# Texas Herf?



## Danimal (Jun 6, 2004)

Has there been a Texas herf in recent times? I only know of a few Texans from this board (AF Man, TxMatt, Nooner). 

If you're from Texas, post away !


----------



## Suburbahick (Jun 4, 2005)

Dont forget myself, Uniputt, and paperfireman, up in the DFW area

right now im in Willis, visiting the gf... but will be back in Arlington on Sunday. I'd love to have a get together sometime, it's not far from Houston to Dallas. Just straight up I45


----------



## capper (Jan 1, 2000)

I'm from Missouri City, TX

Just south west of Houston


----------



## AF MAN (Jul 13, 2004)

DKim81 said:


> Has there been a Texas herf in recent times? I only know of a few Texans from this board (AF Man, TxMatt, Nooner).
> 
> If you're from Texas, post away !


Yeah DKim cigartexan had one this past Memorial Day weekend and it looked to be a hell of a party. I couldn't attend due to a prior comitment DAMMITT! But I wouldn't mind sombody working one up sometime soon (in a central location that is)...check out the link below.
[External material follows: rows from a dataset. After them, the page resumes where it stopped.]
PR #1218, opened 2015-10-30
Fixes #1208.

### LINKED ISSUE #1208: SHIP:GROUNDSPEED returns NaN instead of zero when parked with brakes - sometimes.
Park a plane on the runway, brakes on.

In a terminal, type:
``print ship:groundspeed.``

Use up-arrow and hit return to repeat the command.
agian.
again.
again.
again.

It seems to give a NaN error about a third or so of the time.  The rest of the time it gives a very small magnitude number near zero, as one would expect for a parked plane.

Dunbaratu:


src/kOS/Suffixed/VesselTarget.cs
```diff
@@ -504,8 +504,17 @@ private double GetHorizontalSrfSpeed()
...
-            return System.Math.Sqrt(Vessel.srfSpeed*Vessel.srfSpeed - Vessel.verticalSpeed*Vessel.verticalSpeed);            
+            //    Since C in our case is the vertical speed we want to remove, we get the following formula:
+
+            double squared2DSpeed = Vessel.srfSpeed*Vessel.srfSpeed - Vessel.verticalSpeed*Vessel.verticalSpeed;
+
+            // Due to floating point roundoff errrors in the KSP API, the above expression can sometimes come
+            // out slightly negative when it should be nearly zero.  (i.e. -0.0000012).  The Sqrt() would
+            // return NaN for such a case, so it needs to be protected from ever going negative like so:
+            if (squared2DSpeed < 0)
+                squared2DSpeed = 0;
```
Dunbaratu: I decided to go with this instead of System.Math.Abs() because a "less than literal zero" test is super fast.  The compiler can optimize it better than it can a method call.

PR #1221, opened 2015-11-02
Kuniverse debug

Dunbaratu:


src/kOS/Suffixed/KUniverseValue.cs
```diff
@@ -117,5 +119,10 @@ public void ForceSetActiveVessel(VesselTarget vesselTarget)
                 FlightGlobals.ForceSetActiveVessel(vessel);
             }
         }
+        
+        public void DebugLog(string message)
+        {
+            SafeHouse.Logger.Log("(KUNIVERSE:DEBUGLOG) " + message);
```
Dunbaratu: The reason I force the prepending of this string is so that it is very clear these are NOT messages coming from our own code, but from the script.

PR #1234, opened 2015-11-06
Queue and Stack data structures

tomekpiotrowski:
@erendrake thought it might be a good idea to add those data structures. I had them lying around because I was experimenting with them in some older code.

### DIFF
--- a/doc/source/structures/misc/stack.rst
+++ b/doc/source/structures/misc/stack.rst
@@ -4,7 +4,7 @@ Stack
 ====
 
 A :struct:`Stack` is a collection of any type in kOS. Stacks work according to `Last-In first-out <https://en.wikipedia.org/wiki/FIFO_and_LIFO_accounting>`_ principle. It may be useful to contrast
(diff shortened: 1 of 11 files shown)


doc/source/structures/misc/stack.rst
```diff
@@ -0,0 +1,126 @@
+.. _stack:
+
+Stack
+====
+
+A :struct:`Stack` is a collection of any type in kOS. Stacks work according to `Last-In first-out <https://en.wikipedia.org/wiki/FIFO_and_LIFO_accounting>`_ principle. It may be useful to contrast
+:struct:`Stack` with :struct:`stack` to better understand how both structures work. You can read more about stacks on `Wikipedia <https://en.wikipedia.org/wiki/Stack_(abstract_data_type)>`_.
```
space-is-hard: >It may be useful to contrast  `Stack` with `stack` to better understand how both structures work 

I assume you meant `Queue` for the second link there?

tomekpiotrowski: Thanks :)

PR #1249, opened 2015-11-15
Engine update

AlchemistCH:
Support for MultiMode engines (RAPIER).
Installed Gimbal suffix into Engine (if the part has the module)

New ENGINE suffixes for end-user:
for all engines:
MULTIMODE - true for multimode engines, false otherwise (read only)
MODES - list of modes for multimode engine (2 strings), otherwise returns a list of 1 string "Single mode"
HASGIMBAL - is there a gimbal module on this part

for multimode only
MODE - name of the current mode (same as in the right-click menu)
TOGGLEMODE - mode toggle, same as the event in right-click menu
PRIMARYMODE - true for primary, false for secondary (get/set) can use set to toggle to specific mode.
AUTOSWITCH - true for automatic, false for manual switching (get/set)

only if has Gimbal:
GIMBAL - this engine's Gimbal


hvacengi:
Sorry for the long delay in getting this reviewed.  I'm going to pull your modifications and get started with a review.  After #1400 gets's merged, I may ask you to update to the most current develop, unless it looks like a pretty clean merge (I don't want to accidentally mess up some of your code while merging a fairly major suffix revision).

Thanks for submitting the PR.

AlchemistCH:
OK, I'll check into this (it's basically changing data type definitions in suffixes, right?).

I was also thinking of one detail: 
here it's using IModuleEngine interface that handles ModuleEngines and ModuleEnginesFX, in other places (like the steering controller) it's all just handled as ModuleEngines
Is this just legacy of the time when inheriting one partModule from another one didn't work properly? (When they first added these modules, first experiment I tried to do was inheriting from ModuleEngines - it failed with a ton of null references. I also kept running in a ton of bugs with config nodes at the time, resulting in me never properly updating the plugin I had back then to the new system... and most of its functionality got eaten by stock anyway)

hvacengi:
Squad updated the ModuleEnginesFX class so that it inherits from ModuleEngines in v1.0 iirc.  Or at least, that's when I found the change because I was working on the engine thrust changes.  So, yes you should be able to only check for `ModuleEngines` classes.  When I found the issue before, I chose not to make the change because it would increase the scope of my edit at the time, and frankly I've never come back to it to evaluate.

When I looked at it last night, I thought I might be able to clean up some of the methods too.  I'm not sure if `Part.Modules.GetModules<ModuleEngines>()` will return the instances of `ModuleEnginesFX`, but if it does that would have potential for cleaning things up.

I kind of thought that it was only going to look like a modification of some type definitions, but I'm always wary of large merges ;-)

I'll have some time later tonight to look at the PR itself.  I'll either comment or submit you a PR with any changes I see.  If you want to mess around with it before I get to it, that would be cool too.

Issue #1251, opened 2015-11-15
LIST ENGINES (PrintList.cs) - what exactly it's supposed to be?


AlchemistCH:
I tried to analyze GetEngineList function in PrintList.cs and it seems to be quite a mess, to the point it probably doesn't match its original intention.

Let's compare:
**LIST ENGINES IN variable.** (mostly done by PartsToList in EngineValue.cs) 
- current release: creates a list of ENGINE (EngineValue) consisting of every engine module found on the vessel (supposedly to list every engine part as EngineValue, but has issues with Rapiers due to multiple modes)
- my proposed update ( #1249 ): creates a list of ENGINE (EngineValue) consisting of every engine part found on the vessel (first checking the parts for MultiModeEngine, if none, then for usual engine module - now Rapier also handled properly)

**LIST ENGINES.** (mostly done by GetEngineList in PrintList.cs)
- checks only already active engines (why?)
- creates an instance per engine module (double listed Rapiers)
- prints part UID, stage, and name of the module (which is practically the same for everything! Shouldn't name of the part be more useful?)

Should it be changed to print all the engines (not only the active ones) and give part names, instead of module name?
My proposition in  #1252

PR #1252, opened 2015-11-15
Update for LIST ENGINES

AlchemistCH:
My proposition for #1251

### DIFF
--- a/src/kOS/Function/PrintList.cs
+++ b/src/kOS/Function/PrintList.cs
@@ -231,21 +231,30 @@ namespace kOS.Function
             list.AddColumn("Stage", 8, ColumnAlignment.Left);
             list.AddColumn("Name", 28, ColumnAlignment.Left);
 
-            foreach (Part part in VesselUtils.GetListOfActivatedEngines(shared.Vessel))
+            foreach (Part part in shared.Vessel.Parts)
             {
+                bool enginefound = false;
                 foreach (PartModule module in part.Modules)
                 {
-                    if (module == null) continue;
-
-                    var engines = module as ModuleEngines;
-                    if (engines != null)
+                    if (!enginefound)
                     {
-                        list.AddItem(part.uid(), part.inverseStage, engines.moduleName);
+                        var enginesMM = module as MultiModeEngine;
+                        if (enginesMM != null) { enginefound = true; }
+                        else
+                        {
+                            var engines = module as ModuleEngines;
+                            if (engines != null) { enginefound = true; }
+                            else
+                            {
+                                var enginesFX = module as ModuleEnginesFX;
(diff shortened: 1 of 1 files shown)


Dunbaratu:
@hvacengi, Is this a candidate for 0.19.0, since it's in testing phase?

hvacengi:
Yeah, it's a candidate.  I've been thinking about the implications of it.  Obviously the list needs to be updated to properly handle the `MultiModeEngine`.  But I don't know why it previously only listed active engines, so I don't really have the other half of the argument to weigh.  

I've honestly never really understood why the two methods (`list [parts] in [list var]` and `list [parts]` didn't actually use the same method, so I'd be tempted to modify it so that it uses the same part factory method.  That would mean only one location in the code to maintain the list generation, which would prevent it from getting out of sync in the future.

AlchemistCH:
Yeah, maybe calling the same list generation and then just displaying the list by these functions would be better.
Ah, the amount of frustration trying to to fix one function while unknowingly calling another one for tests. And then finally finding this mess.

hvacengi:
Does that mean you can update it to call that method instead, or should I make the edit and submit a PR to you @AlchemistCH?

AlchemistCH:
OK, I'll deal with this file.

AlchemistCH:
Here, made LIST ENGINES function to use the one from EngineValue. 
(Is it OK to take contents of ListValue like this? Seems perfectly functional)

Was also considering doing the same to LIST SENSORS, but that would require changing some access levels in SensorValue. Besides that's way simpler function.

src/kOS/Function/PrintList.cs
```diff
@@ -276,7 +273,7 @@ private kList GetConfigList()
             list.AddColumn("Name", 34, ColumnAlignment.Left);
             list.AddColumn("Value", 6, ColumnAlignment.Left);
 
-            foreach (ConfigKey key in Config.Instance.GetConfigKeys())
+            foreach (ConfigKey key in SafeHouse.Config.GetConfigKeys())
```
hvacengi: The interface exposed by `SafeHouse.Config` does not include `GetConfigKeys()`.  I'm going to revert this back to `Config.Instance` in the merge.

AlchemistCH: Ok, I've put it back. Shouldn't have copied over the entire file when the difference on my side was a forgotten 'uses' reference.

hvacengi:
I just wanted to share an example of my testing of the PR:
screenshot55

hvacengi:
Apparently I fail at merging.  I merged this into my develop branch and pushed, and the commits are now shown in the history of develop... but the merge did not show up here.

I'll try to figure that out.

PR #1258, opened 2015-11-18
Update changelog for 0.18.2

hvacengi:


CHANGELOG.md
```diff
@@ -1,6 +1,32 @@
...
+* New suffixes for interacting with kOS Processor modules (including `core`).
+* `debuglog(...)` function to print directly to the KSP log file.
+* New `queue` and `stack` data structures.
+
+### BUG FIXES
+* The processor's mode (on/off/starved) is now saved and restored ( https://github.com/KSP-KOS/KOS/issues/1172 )
+* Fixed stage resources again to address a change in KSP 1.0.5 ( https://github.com/KSP-KOS/KOS/issues/1242 )
+* Fix occasional instances of flight controls getting disabled during a docking/undocking/staging event ( https://github.com/KSP-KOS/KOS/issues/1205 )
+* kOS can now trigger module events with RemoteTech installed and no KSC connection ( https://github.com/RemoteTechnologiesGroup/RemoteTech/issues/437 )
+* Volumes and processors are now mapped together ( https://github.com/KSP-KOS/KOS/issues/788 )
```
tomekpiotrowski: I think this is already covered by 'Volumes and processors have better integration.' Even if we want to have a separate bullet point for this then I would suggest moving it to features.

CHANGELOG.md
```diff
@@ -1,6 +1,32 @@
...
+* You can now switch to a volume using the volume object itself ( https://github.com/KSP-KOS/KOS/issues/789 )
```
tomekpiotrowski: Same here, I think this is a feature rather than a bug.

CHANGELOG.md
```diff
@@ -1,6 +1,32 @@
...
+------------------------------
+
+### BREAKING CHANGES
+* As usual, you MUST recompile all KSM files before running them on the new version.  Some of the changes have altered how the VM works.
+* Nothing else... we hope.
+
+### NEW FEATURES
+* Compatibility with KSP version 1.0.5
+* `run once ...` syntax to run a script only once per session.
+* Volumes and processors have better integration.
```
tomekpiotrowski: Maybe we could mention `LIST PROCESSORS` and `PROCESSOR()` explicitly here?

hvacengi: Once @Dunbaratu has the documentation pages generated, I'm going to link to your documentation pages.  Do you think we need to be more explicit if we have that link?

CHANGELOG.md
hvacengi: Yeah, I guess this could be removed.  It was tagged as an enhancement instead of a bug, I just always thought of it as a bug in my mind.

PR #1269, opened 2015-11-24
Serialization

### LINKED ISSUE #1168: Key-value store

tomekpiotrowski:
Fixes #1168

I will write docs and do some extra testing in a day or two, but generally this is ready for review.

This PR adds a serialization/deserialization mechanism as well as `WRITEFILE` and `READFILE` functions available to the user.

Couple of comments:
* I use SimpleJSON (https://github.com/facebook-csharp-sdk/simple-json). I had problems with other libs - JSON.net and FastJsonParser turned out to be incompatible with Unity. Someone on KSP forums recommended SimpleJSON so I went with that. Works well. Only drawback I've noticed is that it does not indent generated files. I don't think it's a big deal. My Monodevelop has added the full source code to the project even though I added it as a Nuget dependency. I guess that is supposed to work this way?
* The main entrypoints for serialization are `SerializationMgr#Serialize()` and `SerializationMgr#Deserialize()` 
* Classes that implement `IDumper` can be serialized (they are expected to have a default constructor). Objects are first dumped to a `Dictionary`, which is later serialized by a `Formatter`. This allows us to easily add formatters. Currently we have `JSONFormatter` and `TerminalFormatter`.
* Types currently handled by the serializer:
  * primitives, strings
  * lexicons, lists, stacks, queues
  * `BodyTarget`
  * `VesselTarget`
  * `Vector`
  * `GeoCoordinates`
  * `OrbitInfo`
  * `TimeSpan`
* Type information is stored in `$type` field. Obviously we need the type name to create an instance of the class while deserializing.
* `Lexicon` in kOS can have any kind of object as a key. In JSON only strings can be keys, so lexicons with funky keys would not survive serialization/deserialization. Actually our `Lexicon` used to be a parameterized type, so it was not deserializable in a general case. I have dropped the type parameters as we were only using `<object, object>` in the project anyway. Keeping `Lexicon` parameterized would require introducing some other class for serialization purposes anyways.

Example:
```
set l to lexicon().
set nested to lexicon().
set nestedList to list().
set nestedStack to stack().

l:add("key1", "value1").
l:add("key2", nested).
l:add("key3", nestedList).
l:add("key4", nestedStack).

nested:add("nestedkey1", "nestedvalue1").

nestedList:add("one").
nestedList:add(2).

nestedStack:push(1).
nestedStack:push(2).

writefile(l, "lexicon.json").
```

results in (indented by hand):

```
{
  "key1":"value1",
  "key2":
  {
    "nestedkey1":"nestedvalue1",
    "$type":"kOS.Safe.Encapsulation.Lexicon"
  },
  "key3":
  {
    "0":"one",
    "1":2,
    "$type":"kOS.Safe.Encapsulation.ListValue"
  },
  "key4":
  {
    "0":1,
    "1":2,
    "$type":"kOS.Safe.Encapsulation.StackValue"
  },
  "$type":"kOS.Safe.Encapsulation.Lexicon"
}
```

This can be read and printed:

```
set read to readfile("lexicon.json").
print read.
```


Dunbaratu:
How possible is it to take a JSON serialization and encode it in a ConfigNode?  The reason I ask is that down the road in the future we will need to store queue information for inter-vessel comms in the saved game file (so you can send a message to a distant on-rails vessels which doesn't arrive there instantaneously), and the persistent.sfs file that stores the saved game is essentially one big ConfigNode file.  If you can't fit a piece of game-saved data in a ConfigNode, you need a very ugly messy way to store it alongside the saved game file in a separate file.  I've seen mods that try this and it's always fraught with problems because sometimes the two files are out of sync.

tomekpiotrowski:
I've been thinking about that specific use case when implementing this. Basically I think we would only need to implement `ConfigNodeFormatter` and any implementations of `IDumper` (and primitive types of course) could be stored in such a queue. I haven't actually tested this so I'm not 100% sure if it will be that easy.

hvacengi:
Worst case scenario, you could hex encode the byte array of the string in the config node (using 0-9, a-f).  It consumes more space, but it should be a simple matter of writing a method to create the hex string from a byte/char array and then to read the hex string back into the byte/char array.  I think I may have one of those somewhere in my old projects.  Don't we already treat strings as Unicode internally?  

I guess I'd have to look at that again.  My implementation was to encapsulate data in a QR code using a serial bus (which didn't like it if you used anything that wasn't a number, letter, or comma.

Dunbaratu:
True we could do the Base64 encoding technique - we in fact already do that for storing the arbitrary text file content of the local volumes (which are stored on individual vessel instances and therefore have to be encoded in the persistent.sfs savegame file).    The technique used is to run them through a compression followed by a Base64 encoding.

tomekpiotrowski:
Maybe we could wait a bit before merging this. While working on inter-vessel stuff I actually made some improvements to how serialization works. I will try to push a commit this weekend.

erendrake:
if you think this is useful and works we can always take an improvement in another PR if you want. The reason i ask is i am hoping to have time to merge stuff this weekend

tomekpiotrowski:
Ok, I've pushed what I wanted to push. This should be ready for review.

src/kOS/Serialization/SerializationMgr.cs
```diff
@@ -0,0 +1,48 @@
...
+            this.sharedObjects = sharedObjects;
+        }
+
+        public override IDumper CreateInstance(string typeFullName, IDictionary<object, object> data)
+        {
+            var deserializedType = Type.GetType(typeFullName);
+
+            if (deserializedType == null)
+            {
+                SafeHouse.Logger.Log("#### " + typeFullName + ", " + typeof(SafeSerializationMgr).Assembly.FullName);
```
tomekpiotrowski: That line shouldn't have been pushed :/

src/kOS.Safe/Serialization/Formatter.cs
```diff
@@ -0,0 +1,12 @@
+﻿using System;
+using System.Collections.Generic;
+
+namespace kOS.Safe.Serialization
+{
+    public interface Formatter
```
erendrake: Interface should begin with an `I` eg `IFormatter`

src/kOS.Safe/Serialization/Formatter.cs
```diff
@@ -0,0 +1,12 @@
...
+    {
+        string Write(IDictionary<object, object> value);
+        IDictionary<object, object> Read(string input);
```
erendrake: we only have 2 implementations of this interface and we already have segmentation in that `TerminalFormatter` cant read. we should split the interface with a reader and a writer

src/kOS.Safe/Exceptions/KOSSerializationException.cs
```diff
@@ -0,0 +1,12 @@
+﻿using System;
```
erendrake: What is the extra benefit of having this derived class if we arent doing anything with it?

src/kOS.Safe/Serialization/JSONFormatter.cs
```diff
@@ -0,0 +1,72 @@
...
+
+        private object MakeStringDictionaries(object value)
+        {
+            if (value is IDictionary<object, object>)
+            {
+                Dictionary<string, object> stringKeys = new Dictionary<string, object>();
+
+                foreach (KeyValuePair<object, object> entry in value as IDictionary<object, object>)
+                {
+                    stringKeys[entry.Key.ToString()] = MakeStringDictionaries(entry.Value);
```
erendrake: recursive call with no protection gives me the willies

src/kOS.Safe/Serialization/JSONFormatter.cs
```diff
@@ -0,0 +1,72 @@
...
+            
+        private object Unwrap(object read)
+        {
+            if (read is IDictionary<string, object>)
+            {
+                Dictionary<object, object> result = new Dictionary<object, object>();
+
+                foreach (KeyValuePair<string, object> entry in read as IDictionary<string, object>)
+                {
+                    result[entry.Key] = Unwrap(entry.Value);
```
erendrake: recursive call with no protection gives me the willies

src/kOS.Safe/Serialization/TerminalFormatter.cs
```diff
@@ -0,0 +1,82 @@
...
+                if (value is IDictionary<object, object>)
+                {
+                    string header = Environment.NewLine;
+
+                    if (value is DictionaryWithHeader)
+                    {
+                        header = (value as DictionaryWithHeader).Header + Environment.NewLine;
+                    }
+
+                    valueString = header + WriteIndented(value as IDictionary<object, object>, level + 1);
```
erendrake: recursive call with no protection gives me the willies

src/kOS/Serialization/IDumperWithSharedObjects.cs
```diff
@@ -0,0 +1,11 @@
+﻿using System;
+using kOS.Safe.Encapsulation;
+
+namespace kOS.Serialization
+{
+    public interface IDumperWithSharedObjects : IDumper
+    {
+        void SetSharedObjects(SharedObjects sharedObjects);
```
erendrake: if we are exposing currently private properties/fields of implementing classes. I would prefer turning this into a property setter requirement.

src/kOS/Suffixed/OrbitInfo.cs
```diff
@@ -113,5 +127,44 @@ public override string ToString()
...
+            return dump;
+        }
+
+        public void LoadDump(System.Collections.Generic.IDictionary<object, object> dump)
+        {
+            name = "<unnamed>";
+
+            double inclination = Convert.ToDouble(dump[DUMP_INCLINATION]);
+            double eccentricity = Convert.ToDouble(dump[DUMP_ECCENTRICITY]);
+            double semi_major_axis = Convert.ToDouble(dump[DUMP_SEMI_MAJOR_AXIS]);
```
erendrake: snake case! eww

src/kOS.Safe.Test/Serialization/TerminalFormatterTest.cs
```diff
@@ -0,0 +1,40 @@
...
+
+            lex["key1"] = "value1";
+            lex["key2"] = 1;
+            lex["key3"] = nested;
+
+            nested["nested1"] = "nested1value";
+            nested["nested2"] = "nested2value";
+
+            Assert.AreEqual("LEXICON of 3 items:\n[\"key1\"]= value1\n[\"key2\"]= 1\n[\"key3\"]=" +
+                " LEXICON of 2 items:\n  [\"nested1\"]= nested1value\n  [\"nested2\"]= nested2value", Serialize(lex));
```
erendrake: this test depends on \n as the newline character. this is contrasted with the `Environment.NewLine` that we use in code to determine newline based on OS. So this test fails on windows.

Dunbaratu: Hang on a second here.  Where is the standard that says we'll use Environment.Newline everywhere?  Because we certainly don't.  I know many places that hardcode '\n' in our code,  One of them is the PRINT statement printing to the terminal - it assumes that if it sees a '\n' you will get a \r\n effect even if the \r is missing.

erendrake: I am sorry if i was unclear. The test fails on windows because of a newline character mismatch. I dont honestly care which we pick i would just like the test to not depend on OS in order to pass.

Dunbaratu: I'm really not in favor of the serialization file coming out different depending on what OS you produced it on, and being only able to read in files made by the same OS.  It's going to eventually be part of the save state of a game when it is used for comms (at least that's our plan), and as such should be copyable between different users on different machines.  ("Here's my bug report, with a copy of my .craft and my saved game folder....") About the only text reading or JSON reading tool out there that can't handle the files either way around is Windows' crappy Notepad.  Everything else can deal with text files written by "foreign" OS'es.

tomekpiotrowski: Environment.NewLine is only used when printing to terminal. JSON files actually do not contain any new line characters - SimpleJSON doesn't indent the output.

Dunbaratu: If you mean the in-game GUI terminal, it' written to expect just '\n' without the '\r' and be okay with it.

http://www.clubstogie.com/vb/showthread.php?t=9083


----------



## CigarHoss (Jul 9, 2004)

DFW here...would love a get together.

As a matter of fact, I'm going to be in Houston next Wed, Thurs, Friday. Know of any good shops around there that will let you sit and smoke?


----------



## Danimal (Jun 6, 2004)

Downing Street Pub is a nice place (cigar bar). Big walk-in humidor, lot of places to sit, open till 2 am 7 days a week. Great ventilation system.


----------



## CigarHoss (Jul 9, 2004)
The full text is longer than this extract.